The application exposes two custom metrics defined in internal/web/metrics/metrics.go.

1. WebSocket Connections (Gauge)

Metric Name: app_websocket_connections Type: Gauge Description: Total number of active WebSocket connections Use Cases:

Monitor concurrent players
Detect connection spikes
Capacity planning
Alert on unusual connection patterns

Implementation:

WebsocketConns: prometheus.NewGauge(prometheus.GaugeOpts{
    Namespace: "app",
    Name:      "websocket_connections",
    Help:      "total number of active websocket connections",
})

Usage in Code:

// Increment when client connects
app.m.WebsocketConns.Inc()

// Decrement when client disconnects
app.m.WebsocketConns.Dec()

// Set to specific value
app.m.WebsocketConns.Set(42)

2. Request Duration (Histogram)

Metric Name: app_request_game_duration Type: Histogram Description: Request duration when creating new game and requesting form Labels:

method - HTTP method (GET, POST)

Buckets: Linear buckets from 0.05s to 1.0s in 0.05s increments

0.05s, 0.10s, 0.15s, …, 1.00s (20 buckets)

Use Cases:

Track game creation performance
Identify slow requests
SLA monitoring
Detect performance regressions

Implementation:

ReqDuration: prometheus.NewHistogramVec(prometheus.HistogramOpts{
    Namespace: "app",
    Name:      "request_game_duration",
    Help:      "request duration when creating new game and requesting form",
    Buckets:   prometheus.LinearBuckets(0.05, 0.05, 20),
}, []string{"method"})

Usage in Code: internal/web/middleware.go:49

func (app *App) requestDuration(next http.HandlerFunc) http.HandlerFunc {
    return func(w http.ResponseWriter, r *http.Request) {
        now := time.Now()
        next(w, r)
        app.m.ReqDuration.With(prometheus.Labels{"method": r.Method}).Observe(time.Since(now).Seconds())
    }
}

Applied to Routes:

GET /create - Display game creation form
POST /create - Process game creation

Metrics Initialization

Metrics are initialized in the application bootstrap (cmd/web/main.go:44):

reg := prometheus.NewRegistry()
app := web.NewApp(cfg.Port, logger, userService, store, questionService, reg)
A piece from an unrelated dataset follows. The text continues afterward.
PR #108, opened 2026-07-30
Patch 0060: implement IFileOperation::DeleteItem

### LINKED ISSUE #45: Live fails to delete temporary files "for an unknown reason"
When closing an unsaved Live set with temporary files, if you click Delete, Live shows the error "For an unknown reason, Live could not delete the temporary files".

The registry is passed to the web app, which creates the metrics instance (internal/web/app.go:37):

m := metrics.NewMetrics(reg)

Prometheus Setup

Configuration

File: deployments/prometheus/prometheus.yml

global:
  scrape_interval: 5s
  evaluation_interval: 5s

scrape_configs:
  - job_name: app
    static_configs:
      - targets: ["app:8080"]

Scrape Configuration:

Job Name: app
Target: app:8080 (container name in Docker network)
Scrape Interval: 5 seconds
Evaluation Interval: 5 seconds
Metrics Path: /metrics (default)

Docker Compose Configuration

File: compose.yaml

prometheus:
  image: prom/prometheus:v2.40.4
  ports:
    - 9090:9090
  volumes:
    - ./deployments/prometheus/prometheus.yml:/etc/prometheus/prometheus.yml

Access Prometheus:

URL: http://localhost:9090
Targets: http://localhost:9090/targets
Config: http://localhost:9090/config

Grafana Setup

Configuration

Datasource File: deployments/grafana/datasources.yaml

apiVersion: 1
datasources:
  - name: Main
    type: prometheus
    url: http://prometheus:9090
    isDefault: true

Features:

Prometheus datasource pre-configured
Automatic provisioning on startup
No manual datasource setup required

Docker Compose Configuration

grafana:
  image: grafana/grafana:9.3.0
  ports:
    - 3000:3000
  environment:
    - GF_SECURITY_ADMIN_USER=admin
    - GF_SECURITY_ADMIN_PASSWORD=devops123
  volumes:
    - ./deployments/grafana/datasources.yaml:/etc/grafana/provisioning/datasources/datasources.yaml
    - grafana:/var/lib/grafana

Access Grafana:

URL: http://localhost:3000
Username: admin
Password: devops123

Starting the Monitoring Stack

Start All Services

docker compose up -d

This starts:

Application (port 8080)
MongoDB (port 27017)
Prometheus (port 9090)
Grafana (port 3000)

Verify Services

# Check all containers are running
docker compose ps

# Check Prometheus can scrape app
curl http://localhost:9090/api/v1/targets

# Check metrics endpoint
curl http://localhost:8080/metrics

Creating Grafana Dashboards

Access Dashboard Editor

Navigate to http://localhost:3000
Login with admin / devops123
Click Dashboards → New Dashboard
Click Add visualization
Select Main datasource (Prometheus)

Example Queries

Active WebSocket Connections

app_websocket_connections

Panel Type: Time series or Stat Visualization:

Current value
Line chart over time
Gauge with thresholds

Request Duration - Average

rate(app_request_game_duration_sum[5m]) / rate(app_request_game_duration_count[5m])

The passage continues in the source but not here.